» **Task item**
Restate the data below word for word, leaving nothing out.

» **Records**
------
PR #7615, opened 2026-02-19
Add toggle for truncating titles in list view

harrisonmg:
Media titles or filenames that lack [normal word break points](https://developer.mozilla.org/en-US/docs/Web/CSS/Reference/Properties/overflow-wrap#normal) are hidden with ellipsis. In the "Media Info" view, these titles are allowed to overflow. Long titles become impossible to view fully, particularly on platforms where mouse hover tooltips are unavailable.

**Changes**
- Add an option for the List view that allows the user to disable truncating long titles. Defaults to checked, which is the existing behavior.
  Screenshot from 2026-02-19 14-11-15

  Checked (existing behavior):
  Screenshot from 2026-02-19 14-11-30

  Unchecked:
  Screenshot from 2026-02-19 14-11-42

- Tweak Media Info CSS to allow wrapping.

  Before:
  Screenshot from 2026-02-19 12-07-18

  After:
  Screenshot from 2026-02-19 12-07-00
  
**Alternatives**
The setting complexity could be avoided by simply changing the CSS and making this the default behavior moving forward.

### DIFF
--- a/src/components/listview/listview.js
+++ b/src/components/listview/listview.js
@@ -130,7 +130,7 @@ function getChannelImageUrl(item, size) {
     }
 }
 
-function getTextLinesHtml(textlines, isLargeStyle) {
+function getTextLinesHtml(textlines, isLargeStyle, truncate) {
     let html = '';
 
     const largeTitleTagName = layoutManager.tv ? 'h2' : 'div';
@@ -154,6 +154,10 @@ function getTextLinesHtml(textlines, isLargeStyle) {
         }
 
         elem.classList.add('listItemBodyText');
+
+        if (truncate) {
+            elem.classList.add('listItemBodyText-truncate');
+        }
 
         elem.innerHTML = '<bdi>' + escapeHtml(text) + '</bdi>';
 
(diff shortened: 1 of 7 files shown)


src/components/listview/listview.js
```diff
@@ -130,7 +130,7 @@ function getChannelImageUrl(item, size) {
     }
 }
 
-function getTextLinesHtml(textlines, isLargeStyle) {
+function getTextLinesHtml(textlines, isLargeStyle, truncate) {
```
Chris4942, line 133: It would be great to add type annotations to new parameters, so if this is a `boolean` then this.

```suggestion
/**
 * @param {boolean} truncate
 */
function getTextLinesHtml(textlines, isLargeStyle, truncate) {
```

If it's nullable, then you'd use `[truncate]` instead of `[truncate]`

src/controllers/list.js
Chris4942, line 1214: Similarly, here, since you're changing the return type, it would be great to add a type annotation for the parameter you're adding, e.g.,

```suggestion
    /**
     * @return {{ truncateLongTitles: boolean }}
     */
    getViewSettings() {
```

Chris4942 (commented):
I'm not a maintainer, I think that what you've defined as an optional behavior should be the default behavior. I don't think there's a situation where truncating would be preferred to wrapping without a space. As you mentioned, that would be a lot simpler and be less code to maintain

harrisonmg:
I appreciate the feedback from Chris, but without any interaction from maintainers I must assume this isn't getting merged.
------
» **Completed exercise**
PR #7615, opened 2026-02-19
Add toggle for truncating titles in list view

harrisonmg:
Media titles or filenames that lack [normal word break points](https://developer.mozilla.org/en-US/docs/Web/CSS/Reference/Properties/overflow-wrap#normal) are hidden with ellipsis. In the "Media Info" view, these titles are allowed to overflow. Long titles become impossible to view fully, particularly on platforms where mouse hover tooltips are unavailable.

**Changes**
- Add an option for the List view that allows the user to disable truncating long titles. Defaults to checked, which is the existing behavior.
  Screenshot from 2026-02-19 14-11-15

  Checked (existing behavior):
  Screenshot from 2026-02-19 14-11-30

  Unchecked:
  Screenshot from 2026-02-19 14-11-42

- Tweak Media Info CSS to allow wrapping.

  Before:
  Screenshot from 2026-02-19 12-07-18

  After:
  Screenshot from 2026-02-19 12-07-00
  
**Alternatives**
The setting complexity could be avoided by simply changing the CSS and making this the default behavior moving forward.

### DIFF
--- a/src/components/listview/listview.js
+++ b/src/components/listview/listview.js
@@ -130,7 +130,7 @@ function getChannelImageUrl(item, size) {
     }
 }
 
-function getTextLinesHtml(textlines, isLargeStyle) {
+function getTextLinesHtml(textlines, isLargeStyle, truncate) {
     let html = '';
 
     const largeTitleTagName = layoutManager.tv ? 'h2' : 'div';
@@ -154,6 +154,10 @@ function getTextLinesHtml(textlines, isLargeStyle) {
         }
 
         elem.classList.add('listItemBodyText');
+
+        if (truncate) {
+            elem.classList.add('listItemBodyText-truncate');
+        }
 
         elem.innerHTML = '<bdi>' + escapeHtml(text) + '</bdi>';
 
(diff shortened: 1 of 7 files shown)


src/components/listview/listview.js
```diff
@@ -130,7 +130,7 @@ function getChannelImageUrl(item, size) {
     }
 }
 
-function getTextLinesHtml(textlines, isLargeStyle) {
+function getTextLinesHtml(textlines, isLargeStyle, truncate) {
```
Chris4942, line 133: It would be great to add type annotations to new parameters, so if this is a `boolean` then this.

```suggestion
/**
 * @param {boolean} truncate
 */
function getTextLinesHtml(textlines, isLargeStyle, truncate) {
```

If it's nullable, then you'd use `[truncate]` instead of `[truncate]`

src/controllers/list.js
Chris4942, line 1214: Similarly, here, since you're changing the return type, it would be great to add a type annotation for the parameter you're adding, e.g.,

```suggestion
    /**
     * @return {{ truncateLongTitles: boolean }}
     */
    getViewSettings() {
```

Chris4942 (commented):
I'm not a maintainer, I think that what you've defined as an optional behavior should be the default behavior. I don't think there's a situation where truncating would be preferred to wrapping without a space. As you mentioned, that would be a lot simpler and be less code to maintain

harrisonmg:
I appreciate the feedback from Chris, but without any interaction from maintainers I must assume this isn't getting merged.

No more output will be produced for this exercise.